'''

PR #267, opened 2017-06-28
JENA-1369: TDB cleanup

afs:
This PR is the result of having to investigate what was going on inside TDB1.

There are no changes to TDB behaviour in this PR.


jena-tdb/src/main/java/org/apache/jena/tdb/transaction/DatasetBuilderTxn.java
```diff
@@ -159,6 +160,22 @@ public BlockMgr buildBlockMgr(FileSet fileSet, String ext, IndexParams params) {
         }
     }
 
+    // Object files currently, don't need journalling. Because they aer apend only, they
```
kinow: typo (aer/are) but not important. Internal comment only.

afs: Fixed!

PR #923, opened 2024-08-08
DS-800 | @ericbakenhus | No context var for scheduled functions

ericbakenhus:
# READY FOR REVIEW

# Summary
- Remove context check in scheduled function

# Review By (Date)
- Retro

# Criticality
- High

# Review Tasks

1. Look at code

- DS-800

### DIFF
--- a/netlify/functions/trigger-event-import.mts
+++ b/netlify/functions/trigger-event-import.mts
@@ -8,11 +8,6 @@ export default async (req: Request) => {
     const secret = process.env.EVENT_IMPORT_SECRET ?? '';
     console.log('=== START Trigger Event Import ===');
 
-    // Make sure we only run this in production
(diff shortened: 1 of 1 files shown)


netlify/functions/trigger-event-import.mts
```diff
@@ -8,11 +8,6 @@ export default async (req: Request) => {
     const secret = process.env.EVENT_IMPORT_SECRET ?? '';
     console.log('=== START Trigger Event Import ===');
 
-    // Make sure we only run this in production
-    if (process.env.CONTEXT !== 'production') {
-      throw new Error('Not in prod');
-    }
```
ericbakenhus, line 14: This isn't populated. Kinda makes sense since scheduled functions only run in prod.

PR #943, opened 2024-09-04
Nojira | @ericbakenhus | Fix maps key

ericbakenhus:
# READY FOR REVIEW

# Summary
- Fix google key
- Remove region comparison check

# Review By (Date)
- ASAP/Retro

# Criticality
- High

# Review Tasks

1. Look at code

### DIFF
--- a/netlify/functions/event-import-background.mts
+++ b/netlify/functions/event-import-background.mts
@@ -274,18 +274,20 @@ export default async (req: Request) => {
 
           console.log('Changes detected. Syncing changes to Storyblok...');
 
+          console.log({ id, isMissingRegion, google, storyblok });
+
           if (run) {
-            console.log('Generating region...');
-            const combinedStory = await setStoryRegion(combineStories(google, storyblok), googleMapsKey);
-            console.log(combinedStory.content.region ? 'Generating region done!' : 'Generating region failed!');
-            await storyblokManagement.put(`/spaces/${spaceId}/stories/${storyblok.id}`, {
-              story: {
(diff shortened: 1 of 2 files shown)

'''
'''

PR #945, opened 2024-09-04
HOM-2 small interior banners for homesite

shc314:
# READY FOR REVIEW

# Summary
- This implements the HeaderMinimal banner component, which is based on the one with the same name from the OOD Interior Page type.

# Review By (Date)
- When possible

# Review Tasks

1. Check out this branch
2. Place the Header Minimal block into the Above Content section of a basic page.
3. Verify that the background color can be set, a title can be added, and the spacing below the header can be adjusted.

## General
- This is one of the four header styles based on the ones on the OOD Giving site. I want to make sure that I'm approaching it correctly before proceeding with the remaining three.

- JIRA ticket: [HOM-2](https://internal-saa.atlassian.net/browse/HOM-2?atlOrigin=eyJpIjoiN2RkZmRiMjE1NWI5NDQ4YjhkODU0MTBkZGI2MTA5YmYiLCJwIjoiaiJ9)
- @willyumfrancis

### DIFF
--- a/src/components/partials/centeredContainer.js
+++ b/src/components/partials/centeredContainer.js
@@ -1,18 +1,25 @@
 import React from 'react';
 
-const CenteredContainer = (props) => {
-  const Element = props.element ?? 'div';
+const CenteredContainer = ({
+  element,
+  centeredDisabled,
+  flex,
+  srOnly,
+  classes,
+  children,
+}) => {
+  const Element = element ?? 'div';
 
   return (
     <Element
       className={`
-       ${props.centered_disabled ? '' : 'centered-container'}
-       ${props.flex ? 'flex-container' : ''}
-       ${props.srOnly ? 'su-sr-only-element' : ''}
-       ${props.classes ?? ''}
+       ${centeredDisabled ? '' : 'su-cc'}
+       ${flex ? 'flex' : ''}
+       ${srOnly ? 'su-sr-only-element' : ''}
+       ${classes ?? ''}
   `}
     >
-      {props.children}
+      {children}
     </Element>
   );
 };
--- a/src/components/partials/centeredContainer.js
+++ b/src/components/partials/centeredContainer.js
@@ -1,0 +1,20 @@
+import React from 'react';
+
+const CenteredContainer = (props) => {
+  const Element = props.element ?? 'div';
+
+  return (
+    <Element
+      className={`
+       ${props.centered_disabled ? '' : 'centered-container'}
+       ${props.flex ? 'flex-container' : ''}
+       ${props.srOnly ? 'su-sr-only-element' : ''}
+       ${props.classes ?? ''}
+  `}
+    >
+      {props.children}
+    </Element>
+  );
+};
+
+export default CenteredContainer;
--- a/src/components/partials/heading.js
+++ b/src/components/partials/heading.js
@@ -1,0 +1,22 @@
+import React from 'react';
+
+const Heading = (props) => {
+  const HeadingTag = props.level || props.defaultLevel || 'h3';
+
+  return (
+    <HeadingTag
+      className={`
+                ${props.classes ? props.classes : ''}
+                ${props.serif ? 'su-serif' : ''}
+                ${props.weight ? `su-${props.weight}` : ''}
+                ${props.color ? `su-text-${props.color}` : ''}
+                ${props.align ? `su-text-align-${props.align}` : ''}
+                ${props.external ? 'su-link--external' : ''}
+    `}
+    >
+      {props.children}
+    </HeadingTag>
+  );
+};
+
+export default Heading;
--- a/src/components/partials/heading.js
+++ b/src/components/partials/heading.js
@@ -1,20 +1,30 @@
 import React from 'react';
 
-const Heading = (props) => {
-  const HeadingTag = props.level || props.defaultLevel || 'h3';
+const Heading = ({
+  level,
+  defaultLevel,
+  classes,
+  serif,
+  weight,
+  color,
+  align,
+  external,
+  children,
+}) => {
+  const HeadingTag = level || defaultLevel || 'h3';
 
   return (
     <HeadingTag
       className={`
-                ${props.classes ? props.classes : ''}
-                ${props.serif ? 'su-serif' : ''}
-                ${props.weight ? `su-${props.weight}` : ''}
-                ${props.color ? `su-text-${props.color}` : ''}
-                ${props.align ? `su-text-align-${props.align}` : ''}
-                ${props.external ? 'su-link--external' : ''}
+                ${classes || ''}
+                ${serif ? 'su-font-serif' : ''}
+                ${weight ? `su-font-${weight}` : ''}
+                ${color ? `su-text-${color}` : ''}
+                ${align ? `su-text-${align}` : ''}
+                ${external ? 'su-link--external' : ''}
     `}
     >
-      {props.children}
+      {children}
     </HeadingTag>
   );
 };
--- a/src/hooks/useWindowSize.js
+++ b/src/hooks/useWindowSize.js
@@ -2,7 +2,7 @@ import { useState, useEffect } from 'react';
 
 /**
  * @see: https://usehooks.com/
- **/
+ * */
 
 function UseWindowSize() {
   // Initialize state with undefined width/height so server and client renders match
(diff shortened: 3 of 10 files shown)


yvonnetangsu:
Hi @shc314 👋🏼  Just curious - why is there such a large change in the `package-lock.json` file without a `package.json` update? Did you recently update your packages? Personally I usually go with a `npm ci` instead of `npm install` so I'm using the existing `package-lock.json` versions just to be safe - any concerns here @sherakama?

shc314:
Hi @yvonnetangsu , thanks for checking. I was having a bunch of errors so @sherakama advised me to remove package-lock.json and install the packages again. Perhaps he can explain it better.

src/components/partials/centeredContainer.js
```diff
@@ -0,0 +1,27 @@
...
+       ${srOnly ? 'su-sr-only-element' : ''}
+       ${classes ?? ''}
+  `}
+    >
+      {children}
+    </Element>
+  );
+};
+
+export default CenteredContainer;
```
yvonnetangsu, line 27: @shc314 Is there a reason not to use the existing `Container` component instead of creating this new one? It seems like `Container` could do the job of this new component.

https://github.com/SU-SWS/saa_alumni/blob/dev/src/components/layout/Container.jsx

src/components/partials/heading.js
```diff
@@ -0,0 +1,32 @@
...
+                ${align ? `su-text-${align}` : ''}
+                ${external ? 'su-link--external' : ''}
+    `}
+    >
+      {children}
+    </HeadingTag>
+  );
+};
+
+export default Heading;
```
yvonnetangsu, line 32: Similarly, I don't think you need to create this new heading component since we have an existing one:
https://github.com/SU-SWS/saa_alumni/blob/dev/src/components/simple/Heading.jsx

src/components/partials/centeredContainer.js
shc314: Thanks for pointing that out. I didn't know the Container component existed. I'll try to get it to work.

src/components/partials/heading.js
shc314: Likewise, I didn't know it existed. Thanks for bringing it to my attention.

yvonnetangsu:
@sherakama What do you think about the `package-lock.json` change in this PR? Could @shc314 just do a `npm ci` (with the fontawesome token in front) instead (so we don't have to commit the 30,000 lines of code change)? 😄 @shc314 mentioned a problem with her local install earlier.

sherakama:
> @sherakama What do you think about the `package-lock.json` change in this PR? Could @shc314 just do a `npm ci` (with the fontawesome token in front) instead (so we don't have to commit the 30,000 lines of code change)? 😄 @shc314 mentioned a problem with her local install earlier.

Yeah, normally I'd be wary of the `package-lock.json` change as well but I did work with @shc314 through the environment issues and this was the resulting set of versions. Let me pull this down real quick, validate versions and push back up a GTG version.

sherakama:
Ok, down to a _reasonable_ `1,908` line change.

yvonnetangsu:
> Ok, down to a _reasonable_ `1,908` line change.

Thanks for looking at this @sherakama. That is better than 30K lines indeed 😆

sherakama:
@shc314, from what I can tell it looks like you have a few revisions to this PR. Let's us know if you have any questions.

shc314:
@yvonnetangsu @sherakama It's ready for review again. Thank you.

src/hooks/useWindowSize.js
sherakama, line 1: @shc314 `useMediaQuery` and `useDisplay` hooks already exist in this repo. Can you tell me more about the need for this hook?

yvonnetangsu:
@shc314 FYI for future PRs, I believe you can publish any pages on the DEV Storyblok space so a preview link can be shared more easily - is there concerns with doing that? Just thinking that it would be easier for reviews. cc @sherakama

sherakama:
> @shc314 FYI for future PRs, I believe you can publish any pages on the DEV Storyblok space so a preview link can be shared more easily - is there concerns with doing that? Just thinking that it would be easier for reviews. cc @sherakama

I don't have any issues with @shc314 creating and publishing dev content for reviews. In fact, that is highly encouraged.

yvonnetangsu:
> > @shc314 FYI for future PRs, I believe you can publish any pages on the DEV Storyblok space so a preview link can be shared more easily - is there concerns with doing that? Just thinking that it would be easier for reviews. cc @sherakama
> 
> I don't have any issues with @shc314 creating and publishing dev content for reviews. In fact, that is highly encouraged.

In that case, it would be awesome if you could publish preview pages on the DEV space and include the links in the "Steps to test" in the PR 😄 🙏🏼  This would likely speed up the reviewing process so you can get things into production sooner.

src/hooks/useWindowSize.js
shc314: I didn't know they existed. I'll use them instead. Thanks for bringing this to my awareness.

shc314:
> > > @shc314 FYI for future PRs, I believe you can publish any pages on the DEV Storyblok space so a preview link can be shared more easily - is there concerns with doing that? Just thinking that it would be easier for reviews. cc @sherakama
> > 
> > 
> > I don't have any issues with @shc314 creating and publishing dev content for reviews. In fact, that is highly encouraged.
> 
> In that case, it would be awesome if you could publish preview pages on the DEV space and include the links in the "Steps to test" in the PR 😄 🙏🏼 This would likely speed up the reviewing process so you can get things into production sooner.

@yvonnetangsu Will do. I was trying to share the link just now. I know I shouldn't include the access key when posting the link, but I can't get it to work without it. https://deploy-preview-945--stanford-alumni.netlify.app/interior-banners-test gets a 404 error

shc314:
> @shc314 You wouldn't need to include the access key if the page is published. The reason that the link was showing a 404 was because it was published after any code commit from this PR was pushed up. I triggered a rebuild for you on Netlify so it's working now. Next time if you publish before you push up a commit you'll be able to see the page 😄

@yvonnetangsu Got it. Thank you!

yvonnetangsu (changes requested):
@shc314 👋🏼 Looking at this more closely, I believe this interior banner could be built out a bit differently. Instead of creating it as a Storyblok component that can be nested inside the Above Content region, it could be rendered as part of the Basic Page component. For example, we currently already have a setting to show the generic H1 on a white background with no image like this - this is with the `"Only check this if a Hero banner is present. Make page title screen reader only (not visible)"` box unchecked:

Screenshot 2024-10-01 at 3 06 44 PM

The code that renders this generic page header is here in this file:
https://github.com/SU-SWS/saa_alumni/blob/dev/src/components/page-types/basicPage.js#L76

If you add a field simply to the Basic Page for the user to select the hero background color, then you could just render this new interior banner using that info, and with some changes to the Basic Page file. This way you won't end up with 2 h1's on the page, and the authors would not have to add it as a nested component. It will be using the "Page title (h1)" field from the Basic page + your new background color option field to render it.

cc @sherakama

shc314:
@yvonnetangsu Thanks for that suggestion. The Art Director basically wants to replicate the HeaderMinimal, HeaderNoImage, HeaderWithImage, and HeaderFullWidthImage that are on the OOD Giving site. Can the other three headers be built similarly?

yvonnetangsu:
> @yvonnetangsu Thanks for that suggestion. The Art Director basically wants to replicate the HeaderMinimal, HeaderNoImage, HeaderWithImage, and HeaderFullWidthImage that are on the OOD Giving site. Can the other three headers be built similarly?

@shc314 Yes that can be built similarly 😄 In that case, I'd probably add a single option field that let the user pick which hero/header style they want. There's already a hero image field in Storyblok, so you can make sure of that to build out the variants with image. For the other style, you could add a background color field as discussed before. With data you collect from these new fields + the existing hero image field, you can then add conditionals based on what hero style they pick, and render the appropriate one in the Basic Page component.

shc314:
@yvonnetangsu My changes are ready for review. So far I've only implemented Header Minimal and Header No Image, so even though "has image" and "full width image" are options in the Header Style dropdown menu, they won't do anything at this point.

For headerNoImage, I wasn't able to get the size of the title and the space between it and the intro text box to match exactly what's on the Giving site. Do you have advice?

'''

WHAT TO PRODUCE >> Copy out each line of the entries that holds "external".

SOLVED PROBLEM >>
+                ${props.external ? 'su-link--external' : ''}
+  external,
-                ${props.external ? 'su-link--external' : ''}
+                ${external ? 'su-link--external' : ''}
+                ${external ? 'su-link--external' : ''}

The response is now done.